Diese drei Areale im Gehirn bauen also aufeinander auf, doch wie spielen sie im Erwachsenen zusammen? Sie agieren nicht automatisch miteinander. Wenn wenig Bewusstsein vorhanden ist, können entweder der Neocortex oder das limbische System aktiv sein ohne mit dem jeweils andere System eng zu kooperieren. Dies zeigt sich zum Beispiel bei Menschen, die besonders „im Kopf sind“ und keinen Zugang zu ihren Gefühlen haben. Oder umgekehrt kennen wir Menschen, die starke Gefühle haben und diesen wie ausgeliefert sind, was für sie und andere sehr anstrengend sein kann, logische Zusammenhänge und ein „kühler Kopf“ sind ihnen dann nicht zugänglich. Wenn das Bewusstsein der Ich-Instanz wächst gelingt ihr ein ausgeglicheneres Zusammenspiel beider Zentren. Um dies allerdings möglich zu machen bedarf es einer sicheren Lebenslage des Menschen, in der seine Grundbedürfnisse gesichert sind.
Das heißt, die einzelnen Bereiche können auf einander Einfluss nehmen, müssen es aber nicht. Aus unterschiedlichen Gründen kann es passieren, dass der Mensch hauptsächlich durch das Stammhirn geführt wird. Zum Beispiel bei langanhaltender, lebensbedrohlicher Lage, wie es in Kriegsgebieten oder bei Gefangenschaft der Fall ist. Dann geht es ums reine Überleben und er hat keinen Zugang zu zwischenmenschlichen Verbindungen oder höheren Funktionen des Neocortexes.

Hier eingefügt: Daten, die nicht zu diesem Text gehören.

PR #921, opened 2021-09-08
Translation checked.

MilanPospisil:
Checking for translation in the whole src folder.

### DIFF
--- a/src/components/execution-environment/repository-form.tsx
+++ b/src/components/execution-environment/repository-form.tsx
@@ -95,8 +95,8 @@ export class RepositoryForm extends React.Component<IProps, IState> {
             label={t`Groups with access`}
           >
             <div className='pf-c-form__helper-text'>
-              {t`Adding groups provides access to all repositories in the "
-                ${namespace}" container namespace.`}
+              {t`Adding groups provides access to all repositories in the
+                "${namespace}" container namespace.`}
             </div>
             <ObjectPermissionField
               groups={this.state.selectedGroups}
--- a/src/components/execution-environment/repository-form.tsx
+++ b/src/components/execution-environment/repository-form.tsx
@@ -95,8 +95,8 @@ export class RepositoryForm extends React.Component<IProps, IState> {
             label={t`Groups with access`}
           >
             <div className='pf-c-form__helper-text'>
-              Adding groups provides access to all repositories in the "
-              {namespace}" container namespace.
+              {t`Adding groups provides access to all repositories in the "
+                ${namespace}" container namespace.`}
             </div>
             <ObjectPermissionField
               groups={this.state.selectedGroups}
--- a/src/components/group-management/group-modal.tsx
+++ b/src/components/group-management/group-modal.tsx
@@ -42,7 +42,6 @@ export class GroupModal extends React.Component<IProps, IState> {
         isOpen={true}
         title={''}
         header={<h2>{t`Create a group`}</h2>}
-        aria-label={t`group-modal`}
         actions={[
           <Button
             isDisabled={
--- a/src/components/group-management/group-modal.tsx
+++ b/src/components/group-management/group-modal.tsx
@@ -42,7 +42,7 @@ export class GroupModal extends React.Component<IProps, IState> {
         isOpen={true}
         title={''}
         header={<h2>{t`Create a group`}</h2>}
-        aria-label='group-modal'
+        aria-label={t`group-modal`}
         actions={[
           <Button
             isDisabled={
--- a/src/components/markdown-editor/markdown-editor.tsx
+++ b/src/components/markdown-editor/markdown-editor.tsx
@@ -25,7 +25,7 @@ export class MarkdownEditor extends React.Component<IProps, {}> {
               <FormGroup fieldId='resources' helperText={helperText}>
                 <div id='markdown-title'>{t`Raw Markdown`}</div>
                 <TextArea
-                  aria-labelledby='markdown-title'
+                  aria-labelledby={t`markdown-title`}
                   id='resources'
                   value={text}
                   onChange={(value) => updateText(value)}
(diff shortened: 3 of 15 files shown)


src/components/group-management/group-modal.tsx
```diff
@@ -42,7 +42,7 @@ export class GroupModal extends React.Component<IProps, IState> {
         isOpen={true}
         title={''}
         header={<h2>{t`Create a group`}</h2>}
-        aria-label='group-modal'
+        aria-label={t`group-modal`}
```
himdel, line 45: group-modal is not a string we should be translating, or showing to the user.

But [aria-label](https://developer.mozilla.org/en-US/docs/Web/Accessibility/ARIA/ARIA_Techniques/Using_the_aria-label_attribute) **is** something that can be shown to the user.

=> this is an existing bug, we should either remove this label, or provide an actual label.

I suggest removing, the modal already has a header, unless the prop is required.

src/components/markdown-editor/markdown-editor.tsx
```diff
@@ -25,7 +25,7 @@ export class MarkdownEditor extends React.Component<IProps, {}> {
               <FormGroup fieldId='resources' helperText={helperText}>
                 <div id='markdown-title'>{t`Raw Markdown`}</div>
                 <TextArea
-                  aria-labelledby='markdown-title'
+                  aria-labelledby={t`markdown-title`}
```
himdel, line 28: never translate `aria-labelledby`, it's expected to contain the id of the element with a proper label

src/components/execution-environment/repository-form.tsx
```diff
@@ -95,8 +95,8 @@ export class RepositoryForm extends React.Component<IProps, IState> {
             label={t`Groups with access`}
           >
             <div className='pf-c-form__helper-text'>
-              Adding groups provides access to all repositories in the "
-              {namespace}" container namespace.
+              {t`Adding groups provides access to all repositories in the "
```
himdel, line 98: the line break in the middle of `"${namespace}"` is problematic (adds an extra whitespace between the quote and the param), can you move the quote to the next line?

src/components/group-management/group-modal.tsx
MilanPospisil: Ok.

src/components/markdown-editor/markdown-editor.tsx
MilanPospisil: Ok.

MilanPospisil: Ok.

src/components/execution-environment/repository-form.tsx
MilanPospisil: Ok.

src/utilities/write-only-fields.ts
```diff
@@ -9,7 +10,7 @@ export function isFieldSet(
     console.log(field);
     return field.is_set;
   } else {
-    throw `Field ${name} is not in writeOnlyFields`;
+    throw t`Field ${name} is not in writeOnlyFields`;
```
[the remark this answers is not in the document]
MilanPospisil: Ok.

src/components/patternfly-wrappers/toolbar.tsx
```diff
@@ -75,12 +76,12 @@ export class Toolbar extends React.Component<IProps, IState> {
...
                   onKeyPress={(e) => this.handleEnter(e)}
                   type='search'
-                  aria-label='search text input'
+                  aria-label={t`search text input`}
                   placeholder={searchPlaceholder}
                 />
                 <Button
                   variant={ButtonVariant.control}
-                  aria-label='search button'
+                  aria-label={`search button`}
```
himdel, line 84: missing `t`?

src/containers/execution-environment-detail/execution_environment_detail_activities.tsx
```diff
@@ -128,23 +128,29 @@ class ExecutionEnvironmentDetailActivities extends React.Component<
                   if (!!removed) {
                     activityDescription = (
                       <React.Fragment>
-                        <TagLink tag={action.tag_name} /> was moved to{' '}
-                        <ShaLink digest={action.manifest_digest} /> from
-                        <ShaLink digest={removed.manifest_digest} />
+                        <Trans>
+                          <TagLink tag={action.tag_name} /> was moved to{' '}
+                          <ShaLink digest={action.manifest_digest} /> from
```
himdel, line 133:
```suggestion
                          <ShaLink digest={action.manifest_digest} /> from{' '}
```

(otherwise `npm run gettext:extract` extracts this as `"<0/> was moved to <1/> from<2/>"`)

src/utilities/write-only-fields.ts
```diff
@@ -1,4 +1,5 @@
 import { WriteOnlyFieldType } from 'src/api';
+import { t } from '@lingui/macro';
```
himdel, line 2: (unused export now)

src/components/patternfly-wrappers/toolbar.tsx
MilanPospisil: I will check aria labels using search, It seems I forgot to do it. I only check files manually, but this can be checked automatically.

src/containers/execution-environment-detail/execution_environment_detail_activities.tsx
MilanPospisil: Ok.

src/utilities/write-only-fields.ts
MilanPospisil: Ok.

src/components/sort-table/sort-table.tsx
```diff
@@ -75,7 +76,7 @@ export class SortTable extends React.Component<IProps> {
   render() {
     return (
       <thead>
-        <tr aria-labelledby='headers'>
+        <tr aria-labelledby={t`headers`}>
```
himdel, line 79: sounds like you need to redo the automatic bit without aria-labelledby :)
only aria-label should have human strings, aria-labelledby is using element IDs

MilanPospisil: That was not using automatic, I used <aria-label='> pattern and indeed, last commit did not contain this. This must be from manual checking, I will find all aria-labelledby to see if it is right.

MilanPospisil: Wierd, in my local version, there is no mistake...

himdel (approved):

PR #923, opened 2021-09-08
Simple test for Task list

MilanPospisil:
Using repository management/remote, we click Sync button and generate tasks. Then in Tasks list, we do basic check for table headers and other simple things.

### DIFF
--- a/test/cypress/integration/task_list.js
+++ b/test/cypress/integration/task_list.js
@@ -10,8 +10,14 @@ describe('Task table contains correct headers and filter', () => {
       'POST',
       Cypress.env('prefix') + '/content/rh-certified/v3/sync/',
     ).as('sync');
+
+    cy.intercept('GET', Cypress.env('prefix') + '_ui/v1/remotes/?*').as(
+      'remotes',
+    );
+
     cy.contains('button', 'Sync').click();
     cy.wait('@sync');
+    cy.wait('@remotes');
   });
 
   it('table contains all columns and filter', () => {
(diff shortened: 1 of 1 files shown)


test/cypress/integration/task_list.js
```diff
@@ -0,0 +1,22 @@
+describe('Task table contains correct headers and filter', () => {
+  let adminUsername = Cypress.env('username');
+  let adminPassword = Cypress.env('password');
+
+  before(() => {
+    cy.login(adminUsername, adminPassword);
+    cy.visit('/ui/repositories?tab=remote');
+    cy.contains('button', 'Sync').click();
```
himdel, line 8: this is potentially introducing another sporadic failure, the Sync button triggers a http request, and a redirect/reload after the response

we need to wait for the new page to load before `before` ends :)

MilanPospisil: Ok. But since we are testing now only headers on the table, the sync is not needed for the test anyway. But you are right, at least, we will test if sync dont fail.

himdel: yeah, I'm more worried about the redirect cancelling our navigation, even when we wait for the request, the end of `before`, `cy.login`, and `cy.visit` could still get called before the Redirect has a chance to do anything.

Would it be possible to check that the `Last synced` column has change, to ensure we're waiting for the reload?

MilanPospisil: I will try wait also for the remote request.

himdel (approved):
LGTM :)

PR #942, opened 2021-09-14
Task management detail test

MilanPospisil:
Simple test for task management detail. First, we click Sync button on remote repo. Then we check for very basic things in task detail page.

### DIFF
--- a/test/cypress/integration/task_management_detail.js
+++ b/test/cypress/integration/task_management_detail.js
@@ -11,9 +11,9 @@ describe('Task detail', () => {
       Cypress.env('prefix') + '/content/rh-certified/v3/sync/',
     ).as('sync');
 
-    let remotes = Cypress.env('prefix') + '_ui/v1/remotes/?*';
-
-    cy.intercept('GET', remotes).as('remotes');
+    cy.intercept('GET', Cypress.env('prefix') + '_ui/v1/remotes/?*').as(
+      'remotes',
+    );
 
     cy.contains('button', 'Sync').click();
     cy.wait('@sync');
--- a/test/cypress/integration/task_management_detail.js
+++ b/test/cypress/integration/task_management_detail.js
@@ -36,11 +36,6 @@ describe('Task detail', () => {
       'Parent task',
       'Child task',
       'Reserve resources',
-      'Type',
-      'Name',
-      'remotes',
-      'rh-certified',
-      'repositories',
     ].forEach((item) => {
       cy.contains('.card-area', item);
     });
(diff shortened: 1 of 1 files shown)


test/cypress/integration/task_management_detail.js
```diff
@@ -0,0 +1,38 @@
...
+    cy.contains('button', 'Sync').click();
+    cy.wait('@sync');
+  });
+
+  it('contains correct headers and field names.', () => {
+    cy.login(adminUsername, adminPassword);
+    cy.visit('/ui/tasks');
+    cy.contains('Pulp Ansible: Collections sync').click();
+
+    cy.contains('Pulp Ansible: Collections sync');
```
himdel, line 22: something like `cy.contains('tr[aria-labelledby="headers"] th', '...');`?
(https://github.com/ansible/ansible-hub-ui/pull/840#discussion_r698719005)

test/cypress/integration/task_management_detail.js
```diff
@@ -0,0 +1,38 @@
...
+  before(() => {
+    cy.login(adminUsername, adminPassword);
+    cy.visit('/ui/repositories?tab=remote');
+
+    cy.intercept(
+      'POST',
+      Cypress.env('prefix') + '/content/rh-certified/v3/sync/',
+    ).as('sync');
+    cy.contains('button', 'Sync').click();
+    cy.wait('@sync');
```
himdel, line 14: just waiting for the request might not be enough, a redirect follows
(https://github.com/ansible/ansible-hub-ui/pull/923#discussion_r708449133)

test/cypress/integration/task_management_detail.js
MilanPospisil: I tried something, but Im not sure if I understood you well.

himdel: Pretty close :+1: 

the idea was https://github.com/ansible/ansible-hub-ui/pull/840/files#diff-097758856b3f7f2993b38bbdc8c19ecdfd2084b8184064908d9713b6f5ec0345R30-R41

though looks like only some of these here are headers?

What about two lists, one using the same selector as the users/groups list test,
and the other ... I don't know what those things are, so maybe adjust the selectors to be clear what you're actually searching for? (the test seems to indicate that `remotes`  should be on the page, but doesn't make it clear what it actually is)

MilanPospisil: Maybe you confused this PR with PR that tests tasks list? This is task detail, there are no table headers, everything is divs and sections.

himdel (approved):
LGTM, thanks :)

Das bedeutet also zusammenfassend, dass es nicht automatisch zu einem harmonischen Zusammenspiel der unterschiedlichen Areale kommt, sondern dass je nach Situation und Veranlagung des Menschen, einzelne dominieren können, was zur Folge hat, dass andere ihren Einfluss verlieren. Alle drei sind aber für ein reifes Erwachsenenleben wichtig, so dass es unsere Aufgabe ist, unsere Ich-Instanz so zu entwickeln, dass wir bewusst aus allen Arealen schöpfen können.